> PROVIDED DATA

PR #842, opened 2024-11-18
Ensure all permits are released before shutdown resolves

Sushisource:
Needed for custom slot supplier work

### DIFF
--- a/core/src/worker/activities/local_activities.rs
+++ b/core/src/worker/activities/local_activities.rs
@@ -1,11 +1,8 @@
 use crate::{
-    abstractions::{
-        dbg_panic, MeteredPermitDealer, OwnedMeteredSemPermit, PermitDealerContextData,
-        UsedMeteredSemPermit,
-    },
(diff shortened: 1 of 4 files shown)


core/src/worker/mod.rs
```diff
@@ -484,6 +515,8 @@ impl Worker {
         if let Some(acts) = self.at_task_mgr.as_ref() {
             acts.shutdown().await;
         }
+        // Wait for all permits to be released
+        self.all_permits_tracker.lock().await.all_done().await;
```
Sushisource, line 519: This is the real fix

core/src/worker/activities/local_activities.rs
```diff
@@ -740,6 +734,8 @@ impl LocalActivityManager {
         while !self.set_shutdown_complete_if_ready(&mut self.dat.lock()) {
             self.complete_notify.notified().await;
         }
+        // This makes sure we drop any permits that might be held inside the stream
+        self.rcvs.lock().await.inner = stream::empty().boxed();
```
Sushisource, line 738: This is the real fix

cretz (approved):

PR #843, opened 2024-11-18
Call ShutdownWorker API on worker shutdown

### LINKED ISSUE #822: [Feature Request] Call ShutdownWorker API on worker shutdown

yuandrew:
## What was changed

Added a new call to ShutdownWorker that was recently implemented in the server.

## Why?

New server feature already implemented in Go and Java, implementing in core to match.

## Checklist

1. Closes #822

2. How was this tested:

Add tests to verify when API is called


Sushisource (commented):
Just a few minor things

Sushisource (approved):
Sweet, thanks!

core/src/worker/mod.rs
```diff
@@ -502,6 +502,10 @@ impl Worker {
     /// completed
     async fn shutdown(&self) {
         self.initiate_shutdown();
+        if let Some(name) = self.workflows.get_sticky_queue_name() {
+            // This is a best effort call and we can still shutdown the worker if it fails
+            let _ = self.client.shutdown_worker(name).await;
```
cretz, line 507: I think we should warn if this is any `Err` except `Unavailable`

Issue #459, opened 2023-01-03
[Feature Request] Emit larger `workflow_task_schedule_to_start_latency` bucket sizes


lorensr:
### Is your feature request related to a problem? Please describe.

> We noticed the metric caps out at 10 seconds. If we start a large batch workflows we are generally fine waiting for them to process for 10-15 minutes. Given the 10 second maximum it’s pretty hard to tell how busy the workflow queue is.

(small number of workflow task slots)

cretz:
I have changed the title to reflect the general desire to customize bucket sizes. Unsure if this can be done on a per metric basis or just in general for all durations/histograms.

punit-kulal:
Also, if we are to record our own metrics, even those use the default buckets, which are not always ideal

cbrewster:
It would be nice to override this for the activity execution latency metrics. Right now it caps out at 1 minute, but we have some activities that take longer than that.

PR #844, opened 2024-11-20
Custom metric buckets

Sushisource:
## What was changed
Allow configuring custom buckets for histogram metrics

## Why?
Oft-requested feature

## Checklist

1. Closes https://github.com/temporalio/sdk-core/issues/459

2. How was this tested:
Added tests

3. Any docs updates needed?

I'm looking at passing buckets in with user-created histograms, but my initial inclination is that that may not actually make sense since the otel API separates how aggregation happens from the instrument definition, so we would need to do some odd contortions to take the buckets from the histogram definition and somehow apply that to the overall meter provider definition.

Ultimately, it's pretty easy for the user to just use a constant for their histogram name, and then register the buckets for that in the telemetry options.

### DIFF
--- a/core-api/src/telemetry.rs
+++ b/core-api/src/telemetry.rs
@@ -81,11 +81,11 @@ pub struct PrometheusExporterOptions {
     #[builder(default)]
     pub global_tags: HashMap<String, String>,
     /// If set true, all counters will include a "_total" suffix
-    #[builder(default = "false")]
+    #[builder(default)]
     pub counters_total_suffix: bool,
     /// If set true, all histograms will include the unit in their name as a suffix.
     /// Ex: "_milliseconds".
-    #[builder(default = "false")]
+    #[builder(default)]
     pub unit_suffix: bool,
     /// If set to true, use f64 seconds for durations instead of u64 milliseconds
     #[builder(default)]
--- a/core-api/src/telemetry.rs
+++ b/core-api/src/telemetry.rs
@@ -68,6 +68,9 @@ pub struct OtelCollectorOptions {
     /// If set to true, use f64 seconds for durations instead of u64 milliseconds
     #[builder(default)]
     pub use_seconds_for_durations: bool,
+    /// Overrides for histogram buckets. Units depend on the value of `use_seconds_for_durations`.
+    #[builder(default)]
+    pub histogram_bucket_overrides: HistogramBucketOverrides,
 }
 
 /// Options for exporting metrics to Prometheus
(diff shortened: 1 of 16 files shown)


core-api/src/telemetry.rs
```diff
@@ -78,15 +81,33 @@ pub struct PrometheusExporterOptions {
...
+    /// Overrides where the key is the metric name and the value is the list of bucket boundaries.
+    /// The metric name will apply regardless of name prefixing, if any. IE: the name acts like
+    /// `*metric_name`.
+    ///
+    /// The string names of core's built-in histogram metrics are publicly available on the
+    /// `core::telemetry` module and the `client` crate.
+    ///
+    /// See [here](https://docs.rs/opentelemetry_sdk/latest/opentelemetry_sdk/metrics/enum.Aggregation.html#variant.ExplicitBucketHistogram.field.boundaries)
+    /// for the exact meaning of boundaries.
+    pub overrides: HashMap<&'static str, Vec<f64>>,
```
cretz, line 110: I am not sure this can be `&'static` here since it comes from users on lang side. It may have to be `String`.

core-api/src/telemetry.rs
```diff
@@ -78,15 +81,33 @@ pub struct PrometheusExporterOptions {
...
+    #[builder(default)]
+    pub histogram_bucket_overrides: HistogramBucketOverrides,
+}
+
+/// Allows overriding the buckets used by histogram metrics
+#[derive(Debug, Clone, Default)]
+pub struct HistogramBucketOverrides {
+    /// Overrides where the key is the metric name and the value is the list of bucket boundaries.
+    /// The metric name will apply regardless of name prefixing, if any. IE: the name acts like
+    /// `*metric_name`.
```
cretz, line 103: Does this wildcard thing only apply to OTel or does it apply to Prometheus too?

core-api/src/telemetry.rs
cretz, line 110: I was going to suggest we also provide the configured buckets as part of buffered/custom metric to the user, but that may not be needed.

cretz (commented):
I'm ok with requiring named bucket configuration to be done at metric init time instead of histogram creation time (at least at first and can wait if/until it becomes a real issue for users).

core-api/src/telemetry.rs
Sushisource: Yeah that's what the PR description is about. It's just extremely annoying to do

core-api/src/telemetry.rs
Sushisource: Both

core-api/src/telemetry.rs
Sushisource: Duh, good point, thanks

cretz: To clarify, here I am saying it may be neat to have the `MetricEvent::Create` buffered metric event include the buckets for those writing generic buffered metric impls, not necessarily concerned about the creation. But I understand that is a bit difficult too.

cretz (approved):

core-api/src/telemetry.rs
Sushisource: Yeah, it's the same thing. The problem is you define these `Views` at meter creation time, and instrument (metric) creation time is too late. So, not just annoying really but AFAICT may not even be possible.

Issue #836, opened 2024-10-29
[Feature Request] Evict cached workflows on workflow complete


cretz:
### Describe the solution you'd like

Like Go and Java, Core should evict cached workflows when server accepts workflow completion. Since post-close queries don't use the sticky queue anyways, Core was saving lang some steps, but full history was being downloaded anyways and it was just luck if the query landed on the same worker as the cache anyways. It was decided that we might as well save users memory in the common case. After discussion, there was not enough concern for reliance on existing behavior to need to have an option.

This also means Core needs to support the `temporal_sticky_cache_total_forced_eviction` metric now like Go and JAva.

aezomz:
Hi Cretz, just want to understand. For current behavior, eviction only happens when the memory runs out? or after hitting MAX_CACHED_WORKFLOWS ?

Also issues like this in this repo, is it normally for Temporal maintainers to keep track and pick up?

cretz:
With current behavior, eviction only happens if the spot is needed (so the cache size never decreases). We have this tracked on our near-term backlog.

PR #847, opened 2024-11-22
Evict workflows when they complete

Sushisource:
## What was changed
Workflows now are evicted if they emit a terminal command and there is no more work to be done (no already pending queries, for example).

## Why?
Same behavior as Go/Java. Reduce memory usage for most scenarios, since not everyone queries closed workflows often.

## Checklist

1. Closes https://github.com/temporalio/sdk-core/issues/836

2. How was this tested:
Existing tests & new

3. Any docs updates needed?

### DIFF
--- a/core/src/worker/workflow/workflow_stream.rs
+++ b/core/src/worker/workflow/workflow_stream.rs
@@ -505,7 +505,7 @@ impl WFStream {
         let num_existing_evictions = self
             .runs
             .runs_lru_order()
-            .filter(|(_, h)| h.is_trying_to_evict())
+            .filter(|(_, h)| h.trying_to_evict().is_some())
             .count();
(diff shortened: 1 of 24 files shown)


core/src/worker/workflow/workflow_stream.rs
```diff
@@ -378,6 +377,20 @@ impl WFStream {
...
+                {
+                    res = rh
+                        .request_eviction(RequestEvictMsg {
+                            run_id: run_id.to_string(),
+                            message: "Workflow completed".to_string(),
+                            reason: EvictionReason::WorkflowExecutionEnding,
+                            auto_reply_fail_tt: None,
+                        })
+                        .into_run_update_resp()
+                }
```
Sushisource, line 393: This is the actual implementation. Everything else is pretty much just test fixing or cleanup / refactor.

cretz (approved):

PR #852, opened 2024-12-10
Have Opentelemetry error handler to use tracing::error

### LINKED ISSUE #810: [Feature Request] Have OpenTelemetry failure logs go to logger instead of stderr

Unfortunately at https://github.com/open-telemetry/opentelemetry-rust/blob/976bc54dba564afdc8fd7de51a8feb123f44ecdb/opentelemetry/src/global/error_handler.rs#L62, OTel just dumps errors to stderr unless there is a global error handler set. We should set it and use `tracing::error!` or similar.

yuandrew:
## What was changed

Set OpenTelemetry global setting to log to `tracing::error`

## Checklist

1. Closes #810

2. How was this tested:

3. Any docs updates needed?


Sushisource (approved):

core/src/telemetry/otel.rs
```diff
@@ -120,6 +120,9 @@ pub(super) fn augment_meter_provider_with_defaults(
 pub fn build_otlp_metric_exporter(
     opts: OtelCollectorOptions,
 ) -> Result<CoreOtelMeter, anyhow::Error> {
+    global::set_error_handler(|err| {
+        tracing::error!("{}", err);
+    })?;
```
cretz, line 125: I wonder if there is a better more global place to set this instead of on each `build_otlp_metric_exporter` call? Unsure if we have global metric initialization code.

core/src/telemetry/otel.rs
```diff
@@ -120,6 +120,9 @@ pub(super) fn augment_meter_provider_with_defaults(
 pub fn build_otlp_metric_exporter(
     opts: OtelCollectorOptions,
 ) -> Result<CoreOtelMeter, anyhow::Error> {
+    global::set_error_handler(|err| {
```
cretz, line 123: Note this was removed recently in 0.27 (ref https://github.com/open-telemetry/opentelemetry-rust/pull/2260), so we either need to say in the dep that we are 0.26 (not sure if you can say `< 0.27`) or look at that migration guide and see if just upgrading to 0.27 is enough to get proper logs here.

yuandrew: I believe the change only changes the behavior on how you can override their default logging behavior, we would still need to override their behavior, just in a different way now. I'm not sure it's worth upgrading to 0.27 over this.

cretz: I think my concern is whether _other_ people want to upgrade to 0.27+. I am not sure what Cargo's auto-upgrade logic is for zero-ver. Obviously _one day_ we will need to as well even if that day is not today (can't stay on 0.26 forever).

yuandrew: Who are the "other" people mentioned here? customers? 

>  I am not sure what Cargo's auto-upgrade logic is for zero-ver. 

I assume cargo wouldn't auto-upgrade from 0.26 to 0.27, since there are a number of breaking changes with that update.

> Obviously one day we will need to as well even if that day is not today (can't stay on 0.26 forever).

Agreed, I'm just reluctant to upgrade today 😅 but now that I've written a test, that future upgrade should be easier

cretz: > Who are the "other" people mentioned here? customers?

Nope just us internally

> Agreed, I'm just reluctant to upgrade today

Works for me

cretz (approved):

PR #853, opened 2024-12-10
Add OTel HTTP support

### LINKED ISSUE #820: [Feature Request] OpenTelemetry HTTP API support

Currently we only support OTLP over gRPC, but users like https://github.com/temporalio/sdk-python/issues/647 use systems that (surprisingly) don't support OTLP gRPC.

yuandrew:
## What was changed

1. Added HTTP support for OTel.
2. Added new testing support in CI to test otel/prometheus running in a separate process.
    - must specify `DOCKER_PROMETHEUS_RUNNING` env variable to indicate we expect docker/prometheus to be running
    - test must start with `docker_` so we can easily filter out which tests have this dependency
4. Updated otel-collector-*.yaml to stop using deprecated field, see #854.

## Why?

Users have requested HTTP support, on top of existing GRPC support

## Checklist

1. Closes #820

2. How was this tested:

Added test to validate prometheus running in a separate docker container can pick up metrics via HTTP and GRPC

5. Any docs updates needed?


cretz (commented):
Looks great from my POV, but saving approval for @Sushisource

tests/integ_tests/metrics_tests.rs
```diff
@@ -651,6 +654,81 @@ async fn request_fail_codes_otel() {
...
+    let client = starter.get_client().await;
+    client.list_namespaces().await.unwrap();
+
+    // Give Prometheus time to scrape metrics
+    tokio::time::sleep(std::time::Duration::from_secs(5)).await;
+
+    // Query Prometheus API for metrics
+    let client = reqwest::Client::new();
+    let query = format!("temporal_sdk_{}num_pollers", test_uid.clone());
+    println!("[query]: {:?}", query);
```
Sushisource, line 711: More leftover

tests/integ_tests/metrics_tests.rs
```diff
@@ -651,6 +654,81 @@ async fn request_fail_codes_otel() {
...
+            CompleteWorkflowExecution { result: None }.into(),
+        ))
+        .await
+        .unwrap();
+
+    let client = starter.get_client().await;
+    client.list_namespaces().await.unwrap();
+
+    // Give Prometheus time to scrape metrics
+    tokio::time::sleep(std::time::Duration::from_secs(5)).await;
```
Sushisource, line 706: I wonder if you can hit some endpoint to force a scrape, but, since this is only in CI it's fine if it takes a bit.

tests/integ_tests/metrics_tests.rs
```diff
@@ -651,6 +654,81 @@ async fn request_fail_codes_otel() {
...
+        .unwrap()
+        .json::<serde_json::Value>()
+        .await
+        .unwrap();
+
+    println!("[response]: {:?}", response["data"]);
+
+    // Validate the Prometheus response
+    if let Some(data) = response["data"]["result"].as_array() {
+        assert!(!data.is_empty(), "No metrics found for query: {test_uid}");
```
Sushisource, line 726: Probably a good idea to assert some specific metrics exist too

.github/workflows/per-pr.yml
```diff
@@ -84,3 +84,31 @@ jobs:
...
+    steps:
+      - uses: actions/checkout@v4
+      - uses: dtolnay/rust-toolchain@stable
+        with:
+          toolchain: 1.80.0
+      - name: Install protoc
+        uses: arduino/setup-protoc@v3
+        with:
+          # TODO: Upgrade proto once https://github.com/arduino/setup-protoc/issues/99 is fixed
+          version: '23.x'
```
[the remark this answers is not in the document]
cretz: I think it does. That action I think is basically abandoned, we need to find a new/better way to install protoc (not just here but in many repos).

tests/integ_tests/metrics_tests.rs
yuandrew: Since this is only CI, is there any reason I shouldn't just set the scrape interval to 1s, and then this sleep can go down to 2s?

docker/docker-compose-ci.yaml
```diff
@@ -0,0 +1,25 @@
+version: '3.5'
+
+services:
+  otel-collector:
```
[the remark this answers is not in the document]
yuandrew: Looks like docker supports importing env variables, but i don't think env variables are able to change the flow of what containers get stood up

core-api/src/telemetry.rs
```diff
@@ -72,8 +72,8 @@ pub struct OtelCollectorOptions {
     #[builder(default)]
     pub histogram_bucket_overrides: HistogramBucketOverrides,
     /// Protocol to use for communication with the collector
-    #[builder(default = "OtlpProtocl::Grpc")]
-    pub protocol: OtlpProtocl,
```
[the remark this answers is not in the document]
yuandrew: Good to know! 

Looks like I made the same typo mistake in my own test trying to spell the same word 😆

tests/integ_tests/metrics_tests.rs
Sushisource: Yeah, you can do that too, but I thought that was defined in the same config file that gets used by the non-ci version of the docker compose. If not, then great.

Sushisource (approved):
Sweet, thanks.

This `queries_tests::query_after_execution_complete::case_2_with_eviction` is flaking a lot lately. Looks like I need to fix that.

> WORK TO BE COMPLETED
Say how many lines in the entries contain the string "process", and leave out everything else.

> RESULT
2